Fuses do a better job and the POCO's don't care about your equipment.


----------



## ponyboy (Nov 18, 2012)

It's much more difficult to blow a fuse on the utility side. You can't even think of it in the same way you think of our standard low voltage fuses. Continuity of service is a primary concern for utilities, not personal and equipment protection


Sent from my iPad using Tapatalk


----------



## José_Fuentes (Aug 8, 2014)

Black Dog said:


> Fuses do a better job and the POCO's don't care about your equipment.


 But doesn't the power company cares about its own equipment? As far as I know, leaving a phase disconnected to a 3-phase transformer may cause damage because of the inbalance of the magnetic flux (I have read of tank heating in this condition because the tank becomes part of the magnetic circuit, since the magnetic flux in the legs do not add to 0).

Anway, is supplying only 2 phases to a customer allowed by some juristiction (Say, the US)?.

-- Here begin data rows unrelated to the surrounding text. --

PR #525, opened 2016-10-18
Don't show dropdown if paper-autocomplete has a selected value and

xomaczar:
receives a focus.

### DIFF
--- a/addon/components/paper-autocomplete-trigger.js
+++ b/addon/components/paper-autocomplete-trigger.js
@@ -6,24 +6,30 @@ export default Component.extend({
   tagName: 'md-autocomplete-wrap',
   classNameBindings: ['noLabel:md-whiteframe-z1', 'select.isOpen:md-menu-showing'],
 
-  text: computed('selected', 'extra.labelPath', 'searchText', {
+  noLabel: computed.not('extra.label'),
+  _innerText: computed.oneWay('searchText'),
+
+  text: computed('selected', 'searchText', '_innerText', {
     get() {
-      if (this.get('selected')) {
+      let {
+        selected,
+        searchText,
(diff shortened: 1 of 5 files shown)


xomaczar:
@miguelcobain - should be all fixed.

miguelcobain:
@xomaczar here are my thoughts:
We shouldn't force the user to provide both `onSearchTextChange` **and** `onSelectionChange`. The reason is that the searchText or selection may not be relevant to the user at all.

- [ ] we should assert that either `onSearchTextChange` or `onSelectionChange` is present
- [ ] if `onSearchTextChange` is absent, the input text should be updated normally as you type. Implementing this will probably lead to an internal property that holds the current input text?
- [ ] if `onSelectionChange` is absent, don't do anything?
- [ ] in both cases, `searchText` or `selected` should **never** be updated directly, otherwise the default two-way nature of bindings would propagate changes up (violating DDAU, hence the reason for an internal property)
- [ ] I think we can rename `onSearchTextChange` to `onTextChange`

xomaczar:
- [x] assert that either onSearchTextChange or onSelectionChange is present
- [x]  if onSearchTextChange is absent, the input text should be updated normally as you type. Implementing this will probably lead to an internal property that holds the current input text?
- [x]  if onSelectionChange is absent, don't do anything?
- [x] in both cases, searchText or selected should never be updated directly, otherwise the default two-way nature of bindings would propagate changes up (violating DDAU, hence the reason for an internal property)
- [ ]  I think we can rename onSearchTextChange to onTextChange

xomaczar:
@miguelcobain ready for review

miguelcobain:
🎉 
very nice.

> It's much more difficult to blow a fuse on the utility side. You can't even think of it in the same way you think of our standard low voltage fuses. Continuity of service is a primary concern for utilities, not personal and equipment protection


 Is there some difference apart from the current rating, thermal capacity (also known as _thermal mass_) and that some are resettable/reusable?.


----------



## Tarmiito (Feb 18, 2014)

As far as i have seen, fuses are mostly used for to-low-voltage transformer protection. Although blown fuse will leave the three-phase transformer in unsymmetric stage cousing under/overvoltage, it's still the cheapest/safest way to protect the transformer.
I've seen fuses used for line protection as well but it's a bit unresponsible for the consumers behind the fuses. No blackout for the lucky people before them though. 
I guess they probably use them a lot for single-phase mid-voltage lines. Seen them in Philippines.
We have in Estonia also a transformer switch, that uses fuses but switches off when a fuse is blown. Nice equipment, only if it wouldn't have the isolatsion problem in humid.
Something like this:


----------



## Meadow (Jan 14, 2011)

COST: Its cheaper to protect the line and to disconnect power via fused cutouts. 

{The other 2 options are a. microprocessor controlled switch or recloser (best at line protection) but costs at least 20x more; b. Use feeder breaker or inline recloser for all protection. Draw backs are increased conductor size on laterals and having outages take out many more customers} 



Downsides:

1. High impedance faults go unnoticed (such as a wire across black top)

2. 3 and 4 core wye grounded primary 3 phase units risk damage from inductive flux tank heating.

3. back feed into the downed conductor from the other phases.

4. Damage to 3 phase equipment.


----------



## Meadow (Jan 14, 2011)

Black Dog said:


> Fuses do a better job and the POCO's don't care about your equipment.


Rarely in my experience. Fuses offer some the worst protection next to not having anything.


----------



## wildleg (Apr 12, 2009)

fuses are fine for premises protection.

equipment that will be ruined from single phasing should have phase loss monitors and associated equipment, if necessary, to shut them down.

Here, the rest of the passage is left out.